CPI (ML) ran a bookstore in Dublin called Progressive Books and Periodicals at 25 Essex St, Dublin 8. For a short period in 1970, CPI (ML) had bookshops in Limerick (11 Castle Parade, Nicholas Street, opposite King John's Castle) and Cork (1 Cattle Market Street (later Blarney Street), off Shandon Street). In the early 1970s, the group's General Secretary was Carole Reakes.

===Hoxhaism===

Red Patriot, CPI (ML) organ

CPI (ML) originally upheld Mao Zedong Thought - particularly in the 1970-71 period during which entire issues of Red Patriot were dedicated to Mao Zedong but they flatly rejected Mao Zedong after the Sino-Albanian split of 1978, after which they upheld the writings of Albanian leader Enver Hoxha. The CPI (ML) organised several delegations to Albania, beginning in June 1979, (when the delegation met Ramiz Alia); CPI (ML) delegations there continued during the 80s. The CPI (ML) also supported the communist movements of Vietnam and Cambodia. They also expressed some support for the Gang of Four faction in China.

===The Troubles===
The CPI (ML) were strongly critical of other Irish left-wing parties, including the Workers' Party, Irish Labour Party and the Communist Party of Ireland, whom the CPI (ML) accused of being "revisionist" and of not supporting the IRA's campaign in the North. They were especially hostile to Brendan Clifford and his British and Irish Communist Organisation, whose support for the Partition of Ireland and the British Army in Northern Ireland the CPI (ML) regarded as a complete betrayal of Maoism.

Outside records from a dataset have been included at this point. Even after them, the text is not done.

PR #834, opened 2026-06-17
fix: fix dev manifest hashed remote entry

### LINKED ISSUE #833: [Bug]: mf-manifest.json contains incorrect file names or missing them completely in dev mode
### Describe the bug

When I run a remote app, which is in a module federation setup, in dev mode, I noticed that there are incorrect or missing file names in the mf-manifest.json file which is making the remote app inaccessible from the host. I am attaching 2 sample mf-manifest.json files, one is generated from vite and one from rsbuild. As you can see, main issues are: 

1. remoteEntry's name in vite config is "remoteEntry-[hash]" and there's no such file generated
2. file names for shared modules are missing completely

When running it in preview mode, it looks good.

 
[vite.config.json](https://github.com/user-attachments/files/29038482/vite.config.json)

[rsbuild.config.json](https://github.com/user-attachments/files/29038483/rsbuild.config.json)

### Version

v8.0.13

### Reproduction

-

### Relevant log output

```shell

```

### Validations

gioboa:
Close #833

- Fix dev mf-manifest.json remote entry when filename contains [hash].
- Serve stable dev remoteEntry.js while preserving existing virtual entry handling.
- Add dev shared asset fallback to remoteEntry.js.
- Fix prod SSR fallback to derive from emitted hashed remote entry.
- Add regression tests for dev and build manifest filenames.

### DIFF
--- a/src/plugins/__tests__/pluginMFManifest.test.ts
+++ b/src/plugins/__tests__/pluginMFManifest.test.ts
@@ -127,13 +127,15 @@ async function runGenerateBundleWithManifest(
       | undefined
     >;
     dts?: unknown;
+    filename?: string;
+    bundle?: OutputBundle;
   } = {},
   command: 'serve' | 'build' = 'build',
   base = '/'
 ): Promise<Record<string, string>> {
   getNormalizeModuleFederationOptions.mockReturnValue({
     name: 'basicRemote',
-    filename: 'remoteEntry.js',
+    filename: runtime.filename || 'remoteEntry.js',
     getPublicPath: undefined,
     varFilename: undefined,
     dts: runtime.dts,
@@ -199,7 +201,7 @@ async function runGenerateBundleWithManifest(
       }) as ResolvedId,
   };
 
-  await runGenerateBundle(buildPlugin, ctx, makeBundle());
+  await runGenerateBundle(buildPlugin, ctx, runtime.bundle || makeBundle());
   return emitted;
 }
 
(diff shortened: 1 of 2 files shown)


gioboa (commented):
@akiryazov
Can I ask you to test this pre-release please?

akiryazov:
Yes, of course!

gioboa (commented):

Image

akiryazov:
I can confirm that file names are looking better now, remoteEntry's name is remoteEntry.js and I see it also present for the shared modules. The only issue now is with what the MF exposes, there are no linked files for the exposed paths. All the arrays are empty there

gioboa:
> The only issue now is with what the MF exposes, there are no linked files for the exposed paths. All the arrays are empty there

I pushed the fix, try this new release please.
`npm i https://pkg.pr.new/@module-federation/vite@2690494`

akiryazov:
Sorry for the delay, I was investigating and testing until now and will share my observations: 

- Now I see remoteEntry.js included everywhere
- Since you mentioned yesterday that publicPath '/' resolves to 'auto' internally, I removed it from the configuration. However, this seems to not work for me, not sure if it's specifically for my case or not. For example when I try to access the remote app from the host, it tries to look for https://$hostURL/remoteEntry.js instead of https://$remoteURL/remoteEntry.js . Adding "publicPath": "auto" explicitly fixes it.  It is a big ecosystem and I don't have access to the host app to check its configuration. However, I think I might change that if needed further investigation.
- I managed to connect to the remote only by explicitly adding filename: "remoteEntry.js". Otherwise, for me it looks like it fallbacks to some code when file name is not specified, which names the entry point "remoteEntry-hash.js". At least this is what I saw in @id folder in the source files. 
- After successfully connecting to the remote on dev, I am able to load the remote files, but getting "$RefreshSig$ is not defined" error. Also not sure if it's related to the package or the project. 
- Preview mode still works fine

gioboa:
I see, thanks for you check. I'll merge this PR and let's continue the discussion on the other points.

akiryazov:
Thank you too!

PR #835, opened 2026-06-17
fix: await host init in dev for bridge SSR hydration entries

tonoizer:
## Summary

Fixes a dev-only race when `hostInitInjectLocation: "entry"` is used with SSR hosts that have no root `index.html` (Nitro, TanStack Start, etc.).

Production builds already wrap hydration entries with `getBootstrapSource()` (`await initHost()` before the client entry runs). In Vite dev (`serve`), hydration entry fallbacks only received a side-effect `import` of the host-init module, so `hydrateRoot` could run before the Module Federation runtime finished initializing.

This shows up most clearly with **`@module-federation/bridge-react`** (`createLazyComponent` / `loadRemote`): bridge resolves the MF runtime synchronously on first render via `getInstance()`. If `initHost()` has not completed, remotes fail on first paint with: "Module Federation runtime is not initialized" 

Production preview for the same apps works — the gap was dev-only client entry injection.

## Affected setup

- `hostInitInjectLocation: "entry"`
- No `index.html` at dev time (or missing from project root)
- Client entry contains `hydrateRoot`, `createRoot`, or `ReactDOM.render`
- Vite `command: "serve"`

Typical frameworks: Nitro + React (`entry-client.tsx`), TanStack Start (`client.tsx` + `StartClient`).

`React.lazy(() => import('remote/…'))` with a route loader that pre-imports remotes may mask the same race; bridge should not require an app-level `await hostInitPromise` shim.

## Root cause

In `pluginAddEntry.ts`, `isHydrationEntryFallback` matches client hydration modules when rollup has no registered input entry. For `waitsForInit` injections, `usesDevEntryFallback` forced dev serve to prepend only `import hostInit` instead of the full bootstrap wrapper used in `build`.

The old comment about SSR modules needing synchronous exports does not apply here — server entries do not match `isHydrationEntryFallback` (no mount/hydrate calls).

Nuxt dev is unchanged: `entry.async.js` is still skipped (`skipNuxtDevEntryAsyncInject`); host init is injected at mount time in `entry.js`.

### DIFF
--- a/README.md
+++ b/README.md
@@ -143,7 +143,9 @@ export default defineConfig({
       // Optional parameter that controls where the host initialization script is injected.
       // By default, it is injected into the index.html file.
       // You can set this to "entry" to inject it into the entry script instead.
-      // Useful if your application does not load from index.html.
+      // Recommended for SSR hosts without index.html (Nitro, TanStack Start) so
+      // initHost() completes before hydrateRoot and @module-federation/bridge-react
+      // remotes render on first paint.
       hostInitInjectLocation: "html", // or "entry"
       // Controls whether all CSS assets from the bundle should be added to every exposed module.
       // When false (default), the plugin will not process any CSS assets.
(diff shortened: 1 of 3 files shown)


gioboa (commented):

Screenshot 2026-06-17 at 15 44 50

gioboa (approved):
Thanks @tonoizer LGTM 💪

PR #839, opened 2026-06-18
fix(ssr): initialize host before Vue and remote entries

tonoizer:
## Summary

Fixes dev SSR entry initialization for apps that do not use an `index.html` client entry.

- Wrap Vue client entries that mount with `app.mount(...)` so `hostInit` runs before the first render
- Keep exposes-only remotes eligible for the hydration-entry fallback when `hostInitInjectLocation` is `entry`
- Avoid consuming that fallback on Module Federation internal virtual modules or one-off unrelated hydration modules
- Register common Zustand subpaths (`zustand/vanilla` and `zustand/react`) as loadShare modules during early init

## Why

React SSR entries already got a host-init fallback, but custom Vue SSR apps and producer remotes can also render before the Module Federation runtime is initialized. When that happens, bridge remotes can fail on first render because `getInstance()` has no initialized runtime yet. These changes make the fallback apply to the real app entry, keep internal virtual modules out of the way, and add the shared Zustand subpaths that need the same early loadShare setup.

### DIFF
--- a/src/__tests__/index.test.ts
+++ b/src/__tests__/index.test.ts
@@ -1132,6 +1132,43 @@ describe('vite:module-federation-early-init', () => {
     expect(virtualModule?.code).toContain('jsx');
   });
 
+  it('registers zustand shared subpath loadShare modules during early init', () => {
+    const plugin = (
+      federation({
+        name: 'host',
+        filename: 'remoteEntry.js',
+        shared: {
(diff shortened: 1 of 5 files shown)


gioboa (commented):

image

gioboa (approved):
Thanks @tonoizer LGTM 👏

PR #840, opened 2026-06-20
fix: surface SSR entry HTTP errors

dmchoi77:
## Summary

This surfaces HTTP fetch failures when loading SSR remote entries and their transitive ESM imports.

Previously, non-ok HTTP responses could still be treated as module source and written to a temporary file. This made SSR entry failures harder to diagnose, especially when the actual response was a `404`, `500`, or an error page.

SSR module fetches now throw a dedicated error with the failed URL and HTTP status details.

## Problem

`fetchEsmToTempFile()` read the response body before checking whether the HTTP response was successful:

```ts
const res = await fetch(url);
let code = await res.text();
```

Because `res.ok` was not checked, a failed response could continue through the normal SSR module transformation path.

For example, if `remoteEntry.ssr.js` returned `404 Not Found`, the loader could attempt to transform and import that response instead of reporting the actual fetch failure.

This also affected transitive relative imports, where a missing nested chunk did not clearly report which URL failed.

## Changes

- Added `SsrEntryHttpError` for SSR module HTTP failures.
- Included the failed module URL, status code, status text, and a short body preview in the error.
- Updated `fetchEsmToTempFile()` to throw when `fetch()` returns a non-ok response.
- Preserved the existing fallback behavior for non-HTTP SSR loading errors.
- Skipped Vite preload helper specifiers while collecting relative transitive imports.
- Added regression tests for a non-ok SSR entry response and a non-ok transitive HTTP module response.

## Validation

```bash
pnpm exec vitest run src/utils/__tests__/ssrEntryLoader.test.ts
```

Results:

- `src/utils/__tests__/ssrEntryLoader.test.ts`: added coverage for SSR entry HTTP failures and nested import HTTP failures.

### DIFF
--- a/src/utils/__tests__/ssrEntryLoader.test.ts
+++ b/src/utils/__tests__/ssrEntryLoader.test.ts
@@ -13,6 +13,8 @@ import { describe, it, expect, vi, beforeEach } from 'vitest';
 
 type FetchEntry = {
   ok: boolean;
+  status?: number;
+  statusText?: string;
   text?: string;
   json?: unknown;
   headers?: Record<string, string>;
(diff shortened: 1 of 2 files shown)


gioboa (approved):
Thanks @dmchoi77 it looks great to me 🎉

PR #841, opened 2026-06-20
fix: select import:false shared providers by strategy

dmchoi77:
## Summary

This fixes provider selection for `import: false` shared modules when the shared scope contains multiple providers for the same package.

Previously, the remote entry bridge picked the first provider from the shared scope object. That made the selected shared module depend on object key order rather than the configured share strategy, provider load state, version ordering, and strict version behavior.

When `import: false` shared modules are configured, the generated remote entry imports the public runtime share helper and emits a small bridge for selecting providers before seeding the `__mf_module_cache__` entry.

This aligns the `import: false` bridge with the documented [`shareStrategy`](https://module-federation.io/configure/sharestrategy#sharestrategy) behavior for `version-first` and `loaded-first`.

## Problem

The `import: false` bridge selected a provider like this:

```ts
const provider = versions && versions[Object.keys(versions)[0]];
```

When multiple providers existed for the same shared package, this could select whichever version appeared first in the object.

Example failure before this change:

```ts
const versions = {
  '18.3.1': react18Provider,
  '19.2.0': react19Provider,
};
```

If `18.3.1` was inserted first, `Object.keys(versions)[0]` selected the React 18 provider. A remote configured with `react` as `singleton`, `import: false`, and `requiredVersion: '^19.0.0'` could then seed `__mf_module_cache__.share['default:react']` with React 18 before the exposed module imported React. Since singleton cache entries are reused, later shared imports could keep reading the wrong provider instead of the React 19 provider expected by `version-first`.

The generated share config also did not include `strictVersion`, so strict version mismatch handling was not preserved when the bridge delegated selection to the runtime helper.

## Changes

- Added `strictVersion` to generated local and used shared configs in [`virtualRemoteEntry.ts`](https://github.com/dmchoi77/vite/blob/d314f63f1ece83466d2cdca0206d8829d2874593/src/virtualModules/virtualRemoteEntry.ts#L142) and [`generateUsedSharedPreloadConfig`](https://github.com/dmchoi77/vite/blob/d314f63f1ece83466d2cdca0206d8829d2874593/src/virtualModules/virtualRemoteEntry.ts#L187).
- Added a small provider selection bridge emitted into `remoteEntry` only when `import: false` shared modules are configured: [`sharedProviderSelectionHelperCode`](https://github.com/dmchoi77/vite/blob/d314f63f1ece83466d2cdca0206d8829d2874593/src/virtualModules/virtualRemoteEntry.ts#L296) and [`needsSharedProviderSelectionHelper`](https://github.com/dmchoi77/vite/blob/d314f63f1ece83466d2cdca0206d8829d2874593/src/virtualModules/virtualRemoteEntry.ts#L407).
- Imported `share` from `@module-federation/runtime/helpers` for that bridge so strategy, range, singleton, and strict-version decisions are delegated to the runtime `getRegisteredShare` path: [`runtimeShare` import](https://github.com/dmchoi77/vite/blob/d314f63f1ece83466d2cdca0206d8829d2874593/src/virtualModules/virtualRemoteEntry.ts#L432).
- Changed the base `@module-federation/runtime` alias to an exact match and added an `import: false`-only exact alias for `@module-federation/runtime/helpers` derived from the same runtime implementation: [`getRuntimeHelpersImplementation`](https://github.com/dmchoi77/vite/blob/d314f63f1ece83466d2cdca0206d8829d2874593/src/index.ts#L180) and [`config` alias setup](https://github.com/dmchoi77/vite/blob/d314f63f1ece83466d2cdca0206d8829d2874593/src/index.ts#L1073). This keeps custom `implementation` consumers and strict pnpm installs on one runtime package.
- For `version-first`, the bridge uses a selection-only provider map with `loaded`, `loading`, and `lib` neutralized before delegating to the runtime helper: [`__mfCreateProviderSelectionVersions`](https://github.com/dmchoi77/vite/blob/d314f63f1ece83466d2cdca0206d8829d2874593/src/virtualModules/virtualRemoteEntry.ts#L299). This prevents an already materialized lower version from winning over a higher compatible provider during `import: false` cache seeding.
- Updated the `import: false` bridge to use the helper instead of the first object key for both [`global share pre-seeding`](https://github.com/dmchoi77/vite/blob/d314f63f1ece83466d2cdca0206d8829d2874593/src/virtualModules/virtualRemoteEntry.ts#L501) and [`shared init argument bridging`](https://github.com/dmchoi77/vite/blob/d314f63f1ece83466d2cdca0206d8829d2874593/src/virtualModules/virtualRemoteEntry.ts#L579).
- Added focused tests for provider selection, first-key removal, conditional helper imports, helper aliasing, custom runtime implementations, and global share scope pre-seeding in [`virtualRemoteEntry.test.ts`](https://github.com/dmchoi77/vite/blob/d314f63f1ece83466d2cdca0206d8829d2874593/src/virtualModules/__tests__/virtualRemoteEntry.test.ts#L799) and [`index.test.ts`](https://github.com/dmchoi77/vite/blob/d314f63f1ece83466d2cdca0206d8829d2874593/src/__tests__/index.test.ts#L1434).

### DIFF
--- a/integration/shared-deps.test.ts
+++ b/integration/shared-deps.test.ts
@@ -100,7 +100,8 @@ describe('shared dependencies', () => {
     expect(loadShare).toBeDefined();
     expect(allCode).toContain('const versions =');
     expect(allCode).toContain('[pkg]');
-    expect(allCode).toContain('const provider = versions && versions[Object.keys(versions)[0]]');
+    expect(allCode).toContain('__mfSelectSharedProvider');
+    expect(allCode).not.toContain('versions[Object.keys(versions)[0]]');
     expect(allCode).toContain('__mfModuleCache.share[cacheKey]');
     expect(allCode).not.toContain('initRes.loadShare(pkg');
     expect(loadShare!.code).toContain('initPromise.then');
--- a/src/__tests__/index.test.ts
+++ b/src/__tests__/index.test.ts
@@ -187,6 +187,25 @@ function getModuleFederationVitePlugin(): FederationPlugin {
   return plugin;
 }
 
+function getModuleFederationVitePluginWithImportFalse(implementation?: string): FederationPlugin {
+  const plugin = (
+    federation({
+      name: 'host',
+      filename: 'remoteEntry.js',
+      implementation,
+      shared: {
+        react: {
+          singleton: true,
+          import: false,
+        },
+      },
+    }) as Plugin[]
+  ).find((entry) => entry.name === 'module-federation-vite');
+
+  if (!plugin) throw new Error('module-federation-vite plugin not found');
+  return plugin;
+}
+
 function resolvesQuickly(promise: Promise<unknown>) {
   return Promise.race([
     promise.then(() => true),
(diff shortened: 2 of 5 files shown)


dmchoi77:
@gioboa  CI was failing because an integration test still asserted the old first-key provider selection logic.
I updated the assertion to expect the new `__mfSelectSharedProvider` path and pushed the fix. Could you please review it when you get a chance?🙏

gioboa (commented):
Thanks for this PR, I'll check this out in few hours 👍

gioboa (commented):

Screenshot 2026-06-22 at 11 13 10

gioboa (approved):
Thanks @dmchoi77 
this looks awesome to me 👍

PR #843, opened 2026-06-22
fix: manage default share key compatibility

### LINKED ISSUE #842: [Bug]: 1.16.9 (#822) scope-prefixed loadShare cache keys break new-remote-on-old-host shared singletons (React → null)
## Describe the bug

PR #822 ("use share scope in loadShare cache key to prevent cross-scope collisions", released in **1.16.9**) changed the generated `loadShare` runtime code to prefix every shared-module cache key with the scope name (`default:`). This is **not backward compatible** across plugin versions: a remote built with 1.16.9 reads the shared scope under `default:<name>`, but a host built with an older plugin (≤1.16.8) populated it under the un-prefixed `<name>`.

When such a 1.16.9 remote is consumed by an older host, every shared singleton resolves to `undefined`. For React this surfaces as a hard crash:

```
TypeError: Cannot read properties of null (reading 'useEffect')
    at e.useEffect (..._loadShare___...feature_flag_client_public__loadShare__.js)
```

The remote loads its `loadShare` chunk, looks up `share["default:react"]`, finds nothing (the host only set `share["react"]`), and ends up with a `null` React instance — invalid hook call.

## Evidence (build-artifact diff, 1.16.6 → 1.16.9)

Same project, same source, only `@module-federation/vite` changed. The emitted `mf-manifest.json` `shared` section is **byte-for-byte identical** between the two versions (versions, `requiredVersion`, ids all unchanged) — so this is **not** a version-negotiation change (#830 is not involved). The only difference is the cache-key string in the generated `loadShare` chunks:

```diff
- M = ve.share.react;
- M === void 0 && ((M = ye(c)), (ve.share.react = M));
+ M = ve.share[`default:react`];
+ M === void 0 && ((M = ye(c)), (ve.share[`default:react`] = M));

- it = nt.share[`react/jsx-runtime`];
+ it = nt.share[`default:react/jsx-runtime`];

- Z = Y.share[`@ad-lucy/feature-flag-client-public`];
+ Z = Y.share[`default:@ad-lucy/feature-flag-client-public`];
```

Because the shared scope is a single runtime object read/written by both host and remote, the prefixed reader (`default:react`) never finds what the un-prefixed writer (`react`) stored.

## Reproduction

1. Host application built with `@module-federation/vite` ≤ 1.16.8, sharing `react`/`react-dom` as singletons.
2. Remote built with `@module-federation/vite` 1.16.9, consuming the host's shared React (`shared: { react: { singleton: true }, 'react-dom': { singleton: true }, ... }`).
3. Load the remote through the host → `Cannot read properties of null (reading 'useEffect')`.

Bisected across releases against the integrated/host load: **1.16.6, 1.16.7, 1.16.8 all work; 1.16.9 breaks.** Reverting the remote to ≤1.16.8 fixes it. Setting `requiredVersion: false` on the shares does **not** help (confirms it's the cache key, not version matching).

## Expected behavior

A remote built with a newer plugin should still resolve shared singletons populated by a host built with an older plugin. The scope-prefixed cache key should either:

- fall back to reading the legacy un-prefixed key when the prefixed entry is absent, or
- be introduced in a way that doesn't require host and remote to be on matching plugin versions (since hosts and remotes are deployed and upgraded independently — that independence is the whole point of Module Federation).

## Actual behavior

Shared singleton lookups miss across the version boundary, returning `undefined`/`null` and crashing the remote (invalid React hook call).

## Versions

- `@module-federation/vite`: remote on **1.16.9** (broken), **1.16.8 / 1.16.7 / 1.16.6** all OK; host on an older release that writes un-prefixed share keys
- Vite: 8.x (Rolldown)
- React: 18.3.1 (shared as singleton)
- Build mode: `vite build` (production), remote consumed via `mf-manifest.json`

## Suggested fix

Make the prefixed-key reader fall back to the un-prefixed key (e.g. `share["default:react"] ?? share["react"]`), or otherwise preserve cross-version compatibility of the shared scope, so #822's collision fix doesn't break independently-versioned host/remote pairs.

### Version

1.16.9

### Reproduction

https://github.com/alfredosalzillo/mf-vite-1169-repro

### Relevant log output

```shell

```

### Validations

gioboa:
Close #842 

- Adds default-scope cache aliases for backward compatibility between old flat keys and new scoped keys.
  - Examples:
      - react also available as default:react
      - default:react also available as react
      - react@1.2.3 also available as default:react@1.2.3
      - default:react@1.2.3 also available as react@1.2.3
- Does not alias custom scopes like react-18:react. (Those are in new versions)
- Existing keys are never overwritten.

### DIFF
--- a/src/virtualModules/__tests__/virtualRuntimeInitStatus.test.ts
+++ b/src/virtualModules/__tests__/virtualRuntimeInitStatus.test.ts
@@ -46,6 +46,40 @@ describe('virtualRuntimeInitStatus', () => {
     expect(cache.remote).toBe(remote);
   });
 
+  it('aliases default-scoped and legacy share cache keys both ways', async () => {
+    const { getRuntimeModuleCacheBootstrapCode } = await import('../virtualRuntimeInitStatus');
+    const legacyReact = { source: 'legacy-react' };
+    const legacyVersioned = { source: 'legacy-versioned' };
+    const defaultVue = { source: 'default-vue' };
+    const defaultVersioned = { source: 'default-versioned' };
+    const customScoped = { source: 'custom-scope' };
+    const existingDefaultReact = { source: 'existing-default-react' };
+    (globalThis as any).__mf_module_cache__ = {
+      share: {
+        react: legacyReact,
+        'default:react': existingDefaultReact,
+        'react@1.2.3': legacyVersioned,
+        'default:vue': defaultVue,
+        'default:vue@2.0.0': defaultVersioned,
+        'react-18:react': customScoped,
+      },
+      remote: {},
+    };
+
+    const share = runCode<Record<string, unknown>>(
+      getRuntimeModuleCacheBootstrapCode(),
+      'return __mfModuleCache.share;'
+    );
+
+    expect(share['default:react']).toBe(existingDefaultReact);
+    expect(share.react).toBe(legacyReact);
+    expect(share['default:react@1.2.3']).toBe(legacyVersioned);
+    expect(share.vue).toBe(defaultVue);
+    expect(share['vue@2.0.0']).toBe(defaultVersioned);
+    expect(share['react-18:react']).toBe(customScoped);
+    expect(share['default:react-18:react']).toBeUndefined();
+  });
+
   it('promise bootstrap with enableSsrInit resolves to SSR no-op runtime', async () => {
     const { getRuntimeInitPromiseBootstrapCode } = await import('../virtualRuntimeInitStatus');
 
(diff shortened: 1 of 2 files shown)


gioboa (commented):

Screenshot 2026-06-22 at 16 25 41

gioboa:
@alfredosalzillo Can you test this pre-release please?
`npm i https://pkg.pr.new/@module-federation/vite@843`

gioboa:
Screenshot 2026-06-22 at 17 31 34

The CPI (ML) supported armed struggle for the reunification of Ireland and initiated the Spirit of Freedom Committee to work with Irish republicans. Other groups created by the party were the Workers and Unemployed Movement and the Communist Youth Union of Ireland (Marxist–Leninist).

In the early 1980s, the CPI (ML) was a major force in the students' union movement, with member Brendan Doris becoming president of the Union of Students in Ireland (USI), while member Tommy Graham became president of the College of Technology (Bolton Street) Students' Union. Tommy Graham is the current editor of History Ireland.

===Later years===
With the collapse of socialism in Albania, the CPI (ML) opened up relations with the Workers' Party of Korea and signed the 1992 Pyongyang Declaration. General Secretary Rod Eley visited North Korea in 1999. In 2003 CPI (ML) was disbanded, following a long period of passivity. Upon dissolution, the general secretary of CPI (ML) was Rod Eley. Following the group's dissolution, former leading member Brendan Doris stood in the 2011 Dublin West by-election for An Chomhdháil Phobail/The People's Convention (CPPC), achieving 95 first preference votes.